In honor of the U.S. Open, the store featured a collection of vintage tees from Opens past, including a graphic black and white one that a friend of mine bought from 1983, the year she was born. The owners, Bijan Shahvali and Frank Carson, will helpfully talk customers through why something is interesting, like a United Colors of Benetton shirt with a psychedelic flower print that, Mr. Shahvali said, was a design homage to (or, perhaps, stolen from) the rap group De La Soul.

5 Delancey Street

A destination for 2000s-era band T-shirts and mesh Jean Paul Gaultier dresses, but know you’re in for some competition. This is where the designer Virgil Abloh went shopping the day after the Met Gala.

70 Orchard Street

Megan McCormick, who was working at the store on a late summer afternoon, described the aesthetic as having “a ‘Dawson’s Creek’ baggy clothes vibe but with a sprinkle of really feminine gold.” She was a good advertisement, wearing Wallabees, vintage Levi’s and a hand-painted sweater. Two stacks of vintage music shirts included the Spin Doctors and Lollapalooza. The shoes — white Cynthia Rowley mules ($89), Freelance loafer boots ($160), Prada square-toe ballet flats with bead embellishment ($125) — are particularly good if you can find your size before they sell out.

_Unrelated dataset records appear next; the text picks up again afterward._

PR #8206, opened 2024-04-30
fix: Add a check so that prng and exchange rate precompiles won't acc…

### LINKED ISSUE #7636: Executing eth_call with value against PRNG/ExchangeRate precompile addresses returns success
### Description

Executing an internal call with value against PRNG/Exchange rate precompile addresses returns success. It should return 400 bad request as these addresses should not be able to receive hbars.

### Steps to reproduce

1. Create and deploy a contract with the following function:
```
    function makeCallWithAmount(address _to, bytes memory _data) external payable returns (bool success, bytes memory returnData) {
        (success, returnData) = _to.call{value: msg.value}(_data);
    }
```
2. Execute eth_call with the following body by replacing the `to` address with the contract address from step one.
```
{
    "from": "0x0000000000000000000000000000000000000002",
    "data": "0x91548228000000000000000000000000000000000000000000000000000000000000016900000000000000000000000000000000000000000000000000000000000000400000000000000000000000000000000000000000000000000000000000000004d83bf9a100000000000000000000000000000000000000000000000000000000",
    "estimate": false,
    "to": ,
    "value": 933333
}
```

**Expected result:** The endpoint should return 400 bad request with `INVALID_FEE_SUBMITTED`
**Actual result:** The endpoint returns 200 with valid response.

**Note:** This works for both PRNG and ExchangeRate precompiles

### Additional context

_No response_

### Hedera network

other

### Version

0.96.0

### Operating system

None

kselveliev:
**Description**:

Adds check in Prng and Exchange rate precompiles so that they are not able to accept value. Seems like services added the change only for prng but not for exchange rate so they need to add one more pr there for exchange rate.

After https://github.com/hashgraph/hedera-services/issues/11218 was fixed in services, we need to port the changes to mirror node.

Current pitfall of web3 is that even though with the new checks we throw `INVALID_FEE_SUBMITTED` status. The end result will be a `CONTRACT_REVERT_EXECUTED`. Future work will be a work package to improve error handling logic and return proper statuses.

* Add new check to `ExchangeRatePrecompiledContract` to not accept value
* Add new check to `PrngSystemPrecompiledContract` to not accept value
* Modify `PrngSystemPrecompiledContractTest` to work with the new changes.
* Modify `ContractCallSystemPrecompileTest` to add new integration tests to check that prng and exchange rate do not accept value, added new functions in solidity files to test that, and made a small refactoring of the test class

**Related issue(s)**:

Fixes #7636

**Checklist**


hedera-mirror-web3/src/test/resources/contracts/ExchangeRatePrecompile/ExchangeRatePrecompile.sol
```diff
@@ -1,22 +1,37 @@
...
+    }
+
+    function tinycentsToTinybarsPayable(uint256 tinycents) external returns (uint256 tinybars) {
+        (bool success, bytes memory result) = PRECOMPILE_ADDRESS.call{value : 1}(
+            abi.encodeWithSelector(TINYCENTS_TO_TINYBARS, tinycents));
+        require(success);
+        tinybars = abi.decode(result, (uint256));
+    }
+
+    function tinybarsToTinycentsPayable(uint256 tinybars) external returns (uint256 tinycents) {
```
bilyana-gospodinova, line 32: It is a little confusing that the names of the functions suggest that they are payable, the abi shows that they are not (and the payment is hardcoded) and then the tests suggest again that a payment is made but we pass no value and we need to check the contract in order to understand the flow. Maybe if we pass the payment to the test as value and then the value to the contract function it will be more easier to understand.

kselveliev: Comment addressed. Now in the new cases I'm passing value in the top level call. I've renamed the function names also. Initially I just copied the code from services and did not pay attention to the confusing naming.

hedera-mirror-web3/src/test/java/com/hedera/mirror/web3/service/ContractCallSystemPrecompileTest.java
```diff
@@ -92,6 +108,20 @@ void systemPrecompileFunctionsTestEthEstimateGas(final SystemContractFunctions c
...
     }
 
+    @ParameterizedTest
+    @EnumSource(ExchangeRateFunctionsWithValue.class)
+    void exchangeRatePrecompileFunctionsTestEthEstimateGasWithValueRevertExecution(
+            final ExchangeRateFunctionsWithValue contractFunc) {
+        final var functionHash = functionEncodeDecoder.functionHashFor(
+                contractFunc.name, EXCHANGE_RATE_PRECOMPILE_ABI_PATH, contractFunc.functionParameters);
+        final var serviceParameters = serviceParametersForExecution(
+                functionHash, EXCHANGE_RATE_PRECOMPILE_CONTRACT_ADDRESS, ETH_ESTIMATE_GAS, 0L, BlockType.LATEST);
```
bilyana-gospodinova, line 118: Actually, I meant this 0 value here as well. If in the contract we use `PRECOMPILE_ADDRESS.call{value: msg.value}`, we should not need to pass the value as a parameter to the function (unless we need specifically two different values) and this way we can have only 1 function that will cover the case when we pass value and when we don't. The same can be done for PRNG as well.

bilyana-gospodinova (changes requested):

hedera-mirror-web3/src/test/java/com/hedera/mirror/web3/service/ContractCallSystemPrecompileTest.java
kselveliev: Now I understand. Comment addressed :).

bilyana-gospodinova (approved):
LGTM

xin-hedera (approved):
LGTM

The store has a light and airy feel, without the kitsch that many vintage stores gravitate toward. Come for the graphic tees heavy on arts institutions (one, priced at $88, just reads “JAZZ”), or Ralph Lauren knitwear, but stay for the Italian tailoring. Slacks are popular, paired with either heels or the shop’s consistently great selection of loafers (Tom Ford-era Gucci, $325).

157 North Sixth Street

Even if square-toe mules and slinky hot pink Betsey Johnson dresses ($229) don’t seem like something you want to wear, a few minutes in this store will change your mind. “You can tell people are excited about showing up and being pretty and hot,” said Helena Magdalena, the 25-year-old saleswoman whose current favorite boots in the store are a tall, fitted black leather pair from Freelance with a chunky silver zipper running up the front.

223 Bedford Avenue

There’s a reason this jewel box of a shop has been a Williamsburg destination for nearly 20 years. The co-owners, Marco Liotta and Patti Bordoni, follow closely what designers are showing on the runways and make sure to stock accordingly.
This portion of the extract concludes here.